Nothing in the records should differ when you write them out again.

*** INPUT FOR THIS TASK ***

PR #635, opened 2019-04-23
Vendor the latest buildah master

saschagrunert:
This commit contains the necessary split-up between buildah/pkg and
buildah/util to avoid dependency breaks.

Needed for https://github.com/containers/skopeo/pull/618 and https://github.com/containers/image/pull/564


vendor.conf
```diff
@@ -3,7 +3,7 @@ github.com/urfave/cli v1.20.0
 github.com/kr/pretty v0.1.0
 github.com/kr/text v0.1.0
 github.com/containers/image e9c3d17ddb8cb5d48450bc0588525b17b181c049
-github.com/containers/buildah 25b7c1164a262934a6526ded1115dfacfc51f8ec
+github.com/containers/buildah 810efa340ab43753034e2ed08ec290e4abab7e72
```
rhatdan: We should declare a buildah release rather then doing this via UUID.

saschagrunert: I agree, may I ask you to create a new release for me? :innocent:

mtrmac: This is not making things any worse, and buildah will need another change just after https://github.com/containers/image/pull/564 is merged.

mtrmac:
LGTM. Thanks!

Issue #637, opened 2019-04-24
Unable to use Skopeo in a non-privileged container after #624


ananace:
```
$ docker run --rm -it --entrypoint sh skopeo-build
/ # /skopeo copy docker://a docker://b
Error during unshare(CLONE_NEWUSER): Operation not permitted
ERRO[0000] error parsing PID "": strconv.Atoi: parsing "": invalid syntax 
ERRO[0000] (unable to determine exit status)
$ docker run --privileged --rm -it --entrypoint sh skopeo-build
/ # /skopeo copy docker://a docker://b
FATA[0001] Error determining manifest MIME type for docker://a:latest: Error reading manifest latest in docker.io/library/a: errors:
denied: requested access to the resource is denied
unauthorized: authentication required
```

vrothberg:
@giuseppe PTAL

giuseppe:
`unshare` might be blocked by seccomp.  Could you try with --security-opt seccomp=unconfined?

ananace:
Setting seccomp=undefined indeed seems to work as well.
Though it's not something that helps overly much in the case of our CI/CD pipelines, as there's - by design - no way to request modified permissions there.

giuseppe:
@ananace could you check if this PR fixes the issue for you https://github.com/containers/skopeo/pull/638 ?

ananace:
@giuseppe Seems to solve the issue, yes.

PR #638, opened 2019-04-24
rootless: do not create a user namespace if not needed

giuseppe:
do not create a user namespace if we already have the capabilities we
need for pulling and storing an image.

Closes: https://github.com/containers/skopeo/issues/637

### DIFF
--- a/cmd/skopeo/unshare.go
+++ b/cmd/skopeo/unshare.go
@@ -2,5 +2,6 @@
 
 package main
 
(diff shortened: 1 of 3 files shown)


TomSweeneyRedHat:
LGTM

rhatdan:
@mtrmac I believe an hope that we will only attempt to use the UserNS if the user is non-root and they are attempting to use containers/storage.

*** End of INPUT FOR THIS TASK ***

### ANSWER TO THE EXERCISE
PR #635, opened 2019-04-23
Vendor the latest buildah master

saschagrunert:
This commit contains the necessary split-up between buildah/pkg and
buildah/util to avoid dependency breaks.

Needed for https://github.com/containers/skopeo/pull/618 and https://github.com/containers/image/pull/564


vendor.conf
```diff
@@ -3,7 +3,7 @@ github.com/urfave/cli v1.20.0
 github.com/kr/pretty v0.1.0
 github.com/kr/text v0.1.0
 github.com/containers/image e9c3d17ddb8cb5d48450bc0588525b17b181c049
-github.com/containers/buildah 25b7c1164a262934a6526ded1115dfacfc51f8ec
+github.com/containers/buildah 810efa340ab43753034e2ed08ec290e4abab7e72
```
rhatdan: We should declare a buildah release rather then doing this via UUID.

saschagrunert: I agree, may I ask you to create a new release for me? :innocent:

mtrmac: This is not making things any worse, and buildah will need another change just after https://github.com/containers/image/pull/564 is merged.

mtrmac:
LGTM. Thanks!

Issue #637, opened 2019-04-24
Unable to use Skopeo in a non-privileged container after #624


ananace:
```
$ docker run --rm -it --entrypoint sh skopeo-build
/ # /skopeo copy docker://a docker://b
Error during unshare(CLONE_NEWUSER): Operation not permitted
ERRO[0000] error parsing PID "": strconv.Atoi: parsing "": invalid syntax 
ERRO[0000] (unable to determine exit status)
$ docker run --privileged --rm -it --entrypoint sh skopeo-build
/ # /skopeo copy docker://a docker://b
FATA[0001] Error determining manifest MIME type for docker://a:latest: Error reading manifest latest in docker.io/library/a: errors:
denied: requested access to the resource is denied
unauthorized: authentication required
```

vrothberg:
@giuseppe PTAL

giuseppe:
`unshare` might be blocked by seccomp.  Could you try with --security-opt seccomp=unconfined?

ananace:
Setting seccomp=undefined indeed seems to work as well.
Though it's not something that helps overly much in the case of our CI/CD pipelines, as there's - by design - no way to request modified permissions there.

giuseppe:
@ananace could you check if this PR fixes the issue for you https://github.com/containers/skopeo/pull/638 ?

ananace:
@giuseppe Seems to solve the issue, yes.

PR #638, opened 2019-04-24
rootless: do not create a user namespace if not needed

giuseppe:
do not create a user namespace if we already have the capabilities we
need for pulling and storing an image.

Closes: https://github.com/containers/skopeo/issues/637

### DIFF
--- a/cmd/skopeo/unshare.go
+++ b/cmd/skopeo/unshare.go
@@ -2,5 +2,6 @@
 
 package main
 
(diff shortened: 1 of 3 files shown)


TomSweeneyRedHat:
LGTM

rhatdan:
@mtrmac I believe an hope that we will only attempt to use the UserNS if the user is non-root and they are attempting to use containers/storage.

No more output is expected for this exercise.